**Exercise directions**
Look through the records, and whenever a line includes the word "body", copy it.

**Dataset records**

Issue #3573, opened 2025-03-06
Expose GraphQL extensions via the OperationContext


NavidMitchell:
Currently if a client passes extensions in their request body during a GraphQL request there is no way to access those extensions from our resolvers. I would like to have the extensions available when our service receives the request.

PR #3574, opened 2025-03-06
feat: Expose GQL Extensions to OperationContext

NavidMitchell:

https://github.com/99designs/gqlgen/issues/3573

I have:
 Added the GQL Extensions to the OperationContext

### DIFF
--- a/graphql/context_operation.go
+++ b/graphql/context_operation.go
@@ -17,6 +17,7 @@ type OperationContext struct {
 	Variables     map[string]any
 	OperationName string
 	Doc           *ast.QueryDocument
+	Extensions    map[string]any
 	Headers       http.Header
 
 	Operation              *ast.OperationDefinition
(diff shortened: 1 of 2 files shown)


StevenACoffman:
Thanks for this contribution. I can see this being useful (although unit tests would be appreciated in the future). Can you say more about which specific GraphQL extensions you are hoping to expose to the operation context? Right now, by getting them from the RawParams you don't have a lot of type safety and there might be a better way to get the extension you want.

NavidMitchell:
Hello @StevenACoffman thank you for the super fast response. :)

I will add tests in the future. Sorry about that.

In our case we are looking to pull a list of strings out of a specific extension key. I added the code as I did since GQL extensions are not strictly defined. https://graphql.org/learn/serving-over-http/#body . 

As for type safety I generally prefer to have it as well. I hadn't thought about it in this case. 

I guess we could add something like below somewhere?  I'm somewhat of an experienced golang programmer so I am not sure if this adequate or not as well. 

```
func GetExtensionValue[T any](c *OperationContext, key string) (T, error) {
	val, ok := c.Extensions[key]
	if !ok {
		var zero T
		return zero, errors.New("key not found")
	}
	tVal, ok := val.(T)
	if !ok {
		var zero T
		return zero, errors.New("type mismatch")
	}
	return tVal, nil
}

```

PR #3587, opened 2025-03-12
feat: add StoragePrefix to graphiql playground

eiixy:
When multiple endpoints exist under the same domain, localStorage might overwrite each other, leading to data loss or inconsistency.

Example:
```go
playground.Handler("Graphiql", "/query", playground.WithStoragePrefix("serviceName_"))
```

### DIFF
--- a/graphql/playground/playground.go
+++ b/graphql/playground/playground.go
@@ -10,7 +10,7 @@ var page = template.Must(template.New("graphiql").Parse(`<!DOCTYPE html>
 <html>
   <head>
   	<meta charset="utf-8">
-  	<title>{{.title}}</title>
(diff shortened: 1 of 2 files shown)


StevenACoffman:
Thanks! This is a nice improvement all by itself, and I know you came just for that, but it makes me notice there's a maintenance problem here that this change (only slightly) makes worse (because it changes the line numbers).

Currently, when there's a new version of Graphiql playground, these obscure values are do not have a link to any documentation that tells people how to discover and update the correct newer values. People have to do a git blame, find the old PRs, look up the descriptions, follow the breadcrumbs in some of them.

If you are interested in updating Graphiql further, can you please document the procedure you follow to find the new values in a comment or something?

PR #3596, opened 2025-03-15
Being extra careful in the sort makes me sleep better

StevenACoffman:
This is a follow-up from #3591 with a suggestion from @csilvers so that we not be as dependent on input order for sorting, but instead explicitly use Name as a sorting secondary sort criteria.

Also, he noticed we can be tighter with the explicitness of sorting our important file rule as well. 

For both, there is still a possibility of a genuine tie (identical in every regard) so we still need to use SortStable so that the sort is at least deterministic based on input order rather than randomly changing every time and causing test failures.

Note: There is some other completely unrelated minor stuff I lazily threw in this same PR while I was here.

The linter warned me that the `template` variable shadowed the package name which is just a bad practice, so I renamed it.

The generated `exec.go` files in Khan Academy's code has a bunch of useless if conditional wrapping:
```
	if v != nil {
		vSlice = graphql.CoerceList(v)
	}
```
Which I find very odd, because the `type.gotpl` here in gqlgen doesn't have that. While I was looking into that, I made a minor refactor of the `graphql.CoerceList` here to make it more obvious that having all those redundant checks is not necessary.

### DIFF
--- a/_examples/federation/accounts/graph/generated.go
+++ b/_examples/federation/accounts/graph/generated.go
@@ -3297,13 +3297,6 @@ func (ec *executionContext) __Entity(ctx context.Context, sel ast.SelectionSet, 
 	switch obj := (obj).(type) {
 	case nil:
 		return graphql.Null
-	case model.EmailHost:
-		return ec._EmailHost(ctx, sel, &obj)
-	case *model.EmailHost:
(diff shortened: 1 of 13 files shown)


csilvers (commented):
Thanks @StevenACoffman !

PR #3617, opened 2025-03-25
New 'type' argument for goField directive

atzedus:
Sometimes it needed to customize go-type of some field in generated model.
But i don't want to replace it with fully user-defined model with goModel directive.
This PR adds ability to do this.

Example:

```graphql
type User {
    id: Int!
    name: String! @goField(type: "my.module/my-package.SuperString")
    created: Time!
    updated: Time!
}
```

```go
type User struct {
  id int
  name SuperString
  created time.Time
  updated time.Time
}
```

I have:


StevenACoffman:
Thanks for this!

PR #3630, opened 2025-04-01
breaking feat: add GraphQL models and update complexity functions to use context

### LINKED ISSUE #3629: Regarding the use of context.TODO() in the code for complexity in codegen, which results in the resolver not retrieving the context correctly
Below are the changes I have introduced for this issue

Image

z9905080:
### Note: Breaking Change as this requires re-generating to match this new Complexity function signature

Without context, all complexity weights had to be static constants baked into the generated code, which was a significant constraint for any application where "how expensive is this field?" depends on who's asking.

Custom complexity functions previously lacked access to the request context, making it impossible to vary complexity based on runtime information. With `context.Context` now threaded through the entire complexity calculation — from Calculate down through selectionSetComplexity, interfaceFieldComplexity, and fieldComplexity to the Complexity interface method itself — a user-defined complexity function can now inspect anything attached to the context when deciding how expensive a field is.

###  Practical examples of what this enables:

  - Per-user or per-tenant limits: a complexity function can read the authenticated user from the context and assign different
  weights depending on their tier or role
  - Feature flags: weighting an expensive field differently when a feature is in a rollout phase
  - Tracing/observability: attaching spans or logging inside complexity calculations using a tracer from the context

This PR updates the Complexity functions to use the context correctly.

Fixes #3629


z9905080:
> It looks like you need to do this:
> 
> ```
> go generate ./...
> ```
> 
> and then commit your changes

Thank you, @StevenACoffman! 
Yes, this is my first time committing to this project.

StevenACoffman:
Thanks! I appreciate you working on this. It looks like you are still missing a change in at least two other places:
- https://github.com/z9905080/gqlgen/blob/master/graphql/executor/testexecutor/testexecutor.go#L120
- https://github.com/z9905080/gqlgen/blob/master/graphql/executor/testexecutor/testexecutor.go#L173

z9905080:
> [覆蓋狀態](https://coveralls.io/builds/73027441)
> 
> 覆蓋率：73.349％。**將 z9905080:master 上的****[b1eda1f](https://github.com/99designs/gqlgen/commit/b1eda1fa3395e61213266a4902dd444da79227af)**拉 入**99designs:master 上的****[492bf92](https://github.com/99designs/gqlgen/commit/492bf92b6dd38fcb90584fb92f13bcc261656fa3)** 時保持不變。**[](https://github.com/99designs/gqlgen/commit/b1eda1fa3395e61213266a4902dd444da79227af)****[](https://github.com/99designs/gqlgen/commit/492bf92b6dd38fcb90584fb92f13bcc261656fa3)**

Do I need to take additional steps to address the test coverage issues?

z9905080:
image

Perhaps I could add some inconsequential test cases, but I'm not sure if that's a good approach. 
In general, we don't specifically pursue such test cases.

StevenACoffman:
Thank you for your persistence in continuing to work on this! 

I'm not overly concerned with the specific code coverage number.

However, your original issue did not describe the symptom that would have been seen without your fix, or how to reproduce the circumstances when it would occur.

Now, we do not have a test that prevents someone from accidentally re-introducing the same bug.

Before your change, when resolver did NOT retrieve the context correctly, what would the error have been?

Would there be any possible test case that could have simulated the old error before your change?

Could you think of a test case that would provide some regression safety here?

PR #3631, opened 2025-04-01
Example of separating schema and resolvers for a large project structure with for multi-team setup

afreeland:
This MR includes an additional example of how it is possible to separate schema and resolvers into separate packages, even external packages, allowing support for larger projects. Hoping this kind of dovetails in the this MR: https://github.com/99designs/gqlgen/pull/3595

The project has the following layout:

**Task solution**
Currently if a client passes extensions in their request body during a GraphQL request there is no way to access those extensions from our resolvers. I would like to have the extensions available when our service receives the request.
In our case we are looking to pull a list of strings out of a specific extension key. I added the code as I did since GQL extensions are not strictly defined. https://graphql.org/learn/serving-over-http/#body . 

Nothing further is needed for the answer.